Next change

This little phrase is from the PT classes of the 80s – the command to change the drill pattern. I was reminded of it as we started making our way back into the real world after 18 months.

After a whole lot of deliberation, we began a hybrid model at work in mid- September. To be honest, I wasn’t exactly thrilled, primarily because of two reasons. One was the obvious one – the rigours of the daily commute. In addition, I felt that I was more productive at home. But it wasn’t so bad. Not so surprisingly, the time for commute has been cut by half as most folks are still WFH. I continued to read on the way to office, but instead of watching a show on the return journey, I chose a favourite pastime – people gawking. Maybe I’ll get back to shows after the initial days and/or when the commute time starts matching the episode times! And surprisingly, I found a strange comfort in being in office. Despite the chaos of many people in nearby cubicles being on different calls, getting to meet old friends, and new ones whom I had only met online, was very pleasant. Not to mention a certain reassurance of watching people work towards the same goal.

Life had changed quite a bit too. D and I used to spend Saturday evenings discovering new eateries or revisiting favourites. But now, even though we have the option, we prefer staying at home with sundowners on the balcony, and ordering in. Thus, weekly excursions have become fortnightly. We still look forward to travel though, though we still don’t know when we will get back to it.
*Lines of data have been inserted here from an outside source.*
PR #159, opened 2025-01-24
fix!: make `scopes` more restrictive

ccharly:
Adding a more restricted `scopes` field to each account type definitions (`Struct`).

### DIFF
--- a/packages/keyring-api/src/btc/types.test.ts
+++ b/packages/keyring-api/src/btc/types.test.ts
@@ -1,4 +1,20 @@
-import { BtcP2wpkhAddressStruct } from './types';
+import { BtcScopes } from './constants';
+import type { BtcP2wpkhAccount } from './types';
+import {
+  BtcMethod,
+  BtcP2wpkhAccountStruct,
+  BtcP2wpkhAddressStruct,
+} from './types';
+import { BtcAccountType } from '../api';
+
+const MOCK_ACCOUNT = {
+  id: '55583f38-d81b-48f8-8494-fc543c2b5c95',
+  type: BtcAccountType.P2wpkh,
+  address: 'bc1qw508d6qejxtdg4y5r3zarvary0c5xw7kv8f3t4',
+  methods: [BtcMethod.SendBitcoin],
+  options: {},
+  scopes: [BtcScopes.Mainnet],
+};
 
 describe('types', () => {
   describe('BtcP2wpkhAddressStruct', () => {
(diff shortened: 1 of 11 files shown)


ccharly:
@metamaskbot publish-preview

packages/keyring-snap-bridge/src/SnapKeyring.test.ts
```diff
@@ -117,7 +117,7 @@ describe('SnapKeyring', () => {
   };
   const ethEoaAccount3 = {
     id: 'c6697bcf-5710-4751-a1cb-340e4b50617a',
-    address: '0xab1G3q98V7C67T9103g30C0417610237A137d763'.toLowerCase(),
```
ccharly, line 120: `q` is not a valid character for an Ethereum address

packages/keyring-snap-bridge/src/SnapKeyring.test.ts
```diff
@@ -656,7 +656,7 @@ describe('SnapKeyring', () => {
           `Method '${EthMethod.PersonalSign}' not supported for account ${ethEoaAccount1.address}`,
         );
         // Restore `EthMethod.PersonalSign` and remove `EthMethod.SignTransaction`
-        updatedMethods = Object.values(EthMethod).filter(
```
ccharly, line 659: `EthMethod` was not truly correct here, since we use an EOA account here, which should use `ETH_EOA_METHODS` (since `EthMethod` also contains method for ERC4337 accounts)

packages/keyring-api/src/btc/types.ts
```diff
@@ -41,6 +49,11 @@ export const BtcP2wpkhAccountStruct = object({
    */
   type: literal(`${BtcAccountType.P2wpkh}`),
 
+  /**
+   * Account supported scopes (CAIP-2 chain IDs).
+   */
+  scopes: nonempty(array(CaipChainIdStruct)), // TODO: Would be great to further restrict this to be an array of 1 element?
```
danroc, line 55: I think it makes sense to add the restriction mentioned in the TODO. Any reason to not do it?

packages/keyring-snap-bridge/src/account.test.ts
```diff
@@ -0,0 +1,18 @@
+import type { KeyringAccount } from '@metamask/keyring-api';
+
+import { transformAccount } from './account';
+
+describe('account', () => {
+  it('throw for unknown account type', () => {
```
danroc, line 6:
```suggestion
  it('throws for unknown account type', () => {
```

packages/keyring-api/src/btc/types.ts
ccharly: No actual reason no, I'll check if `superstruct` has something for this, otherwise I might to write this logic myself!

ccharly: Actually, `size` should work, I just missed it when looking at `superstruct` lemme change that now!

packages/keyring-snap-bridge/src/migrations/v1.ts
```diff
@@ -40,10 +44,11 @@ export function getScopesForAccountV1(accountV1: KeyringAccountV1): string[] {
...
     case EthAccountType.Erc4337: {
       // EVM Erc4337 account
-      // NOTE: A Smart Contract account might not be compatible with every chain, but we still use
-      // "generic" scope for now. Also, there's no official Snap as of today that uses this account type. So
+      // NOTE: A Smart Contract account might not be compatible with every chain, in this case we just default
+      // to mainnet since we cannot really "guess" it from here.
+      // Also, there's no official Snap as of today that uses this account type. So
       // this case should never happen.
-      return [EthScopes.Namespace];
+      return [EthScopes.Mainnet];
```
danroc, line 51: Since this migration will be applied only to the accounts created by the example Snap, maybe we should migrate them to testnet instead.

packages/keyring-api/src/btc/types.test.ts
```diff
@@ -37,5 +53,25 @@ describe('types', () => {
         `${errorPrefix}: No separator character for ${address}`,
       );
     });
+
+    it('throws an error if there is multiple scopes', () => {
```
danroc, line 57:
```suggestion
    it('throws an error if there are multiple scopes', () => {
```

danroc (approved):

PR #161, opened 2025-01-27
refactor!: remove `HdKeyring` as default export

mikesposito:
After `@metamask/eth-hd-keyring` is migrated to Typescript, this PR edits its main file name and removes HdKeyeing as default export.

The number of line changes in the GitHub diff is misleading; the PR mostly renames `index.ts` into `hd-keyring.ts` and adds a new `index.ts` file which exports the `hd-keyring.ts` file contents

```
### Changed

- **BREAKING:** The `HdKeyring` is not exported as default anymore ([#161](https://github.com/MetaMask/accounts/pull/161))
```


packages/keyring-eth-hd/package.json
```diff
@@ -57,11 +57,11 @@
     "@lavamoat/preinstall-always-fail": "^2.1.0",
     "@metamask/auto-changelog": "^3.4.4",
     "@metamask/bip39": "^4.0.0",
-    "@metamask/eth-hd-keyring": "4.0.1",
     "@ts-bridge/cli": "^0.6.1",
     "@types/jest": "^29.5.12",
     "deepmerge": "^4.2.2",
-    "jest": "^29.5.0"
+    "jest": "^29.5.0",
+    "old-hd-keyring": "npm:@metamask/eth-hd-keyring@^4.0.1"
```
mikesposito, line 64: This package here was overriding the current version of `@metamask/eth-hd-keyring` confusing TS. With this line we can import the package with a different name

packages/keyring-eth-hd/CHANGELOG.md
```diff
@@ -7,6 +7,11 @@ and this project adheres to [Semantic Versioning](https://semver.org/spec/v2.0.0
 
 ## [Unreleased]
 
+### Changed
```
mikesposito, line 10:
```suggestion
### Changed

```

packages/keyring-eth-hd/src/hd-keyring.ts
```diff
@@ -0,0 +1,590 @@
...
+   * @param withAccount - The address of the account.
+   * @param opts - The options for selecting the account.
+   * @returns The public key of the account.
+   */
+  async getEncryptionPublicKey(
+    withAccount: string,
+    opts: HDKeyringAccountSelectionOptions = {},
+  ): Promise<string> {
+    const privKey = this.#getPrivateKeyFor(withAccount, opts);
+    const publicKey = getEncryptionPublicKey(bytesToHex(privKey));
```
mikesposito, line 402: In the original implementation `privKey` was passed to `getEncryptionPublicKey` directly:
```typescript
const publicKey = getEncryptionPublicKey(privKey);
```
Though, the addition of types evidenced that `getEncryptionPublicKey` only accept hex strings, hence the conversion with `bytesToHex`

packages/keyring-eth-hd/src/hd-keyring.test.ts
mikesposito, line 1: There should be no functional change in these test cases, besides making TS happy

packages/keyring-eth-hd/package.json
mikesposito: The version `4.0.1` was pinned, but `yarn lint` was failing and I guess that `^4.0.1` serves the same purpose

packages/keyring-eth-hd/src/index.ts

I wrote this post for a couple of reasons. One, the usual premise – how would this read a decade from now? A good test to understand how my mind has remembered the return to civilisation. The other is to remind my later self about a few lessons learnt. One, while neurons that fire together might wire together, there is also a certain unpredictability of attitudes – as evidenced by my reaction to the return to office. The mind, in many respects, remains unfathomable, in its capacity to both resist change, and to normalise. Two, being able to change one’s mind is a superpower, especially as one gets older. And three, in many of the daily interactions one takes for granted, there is an inherent joy that sometimes gets obscured.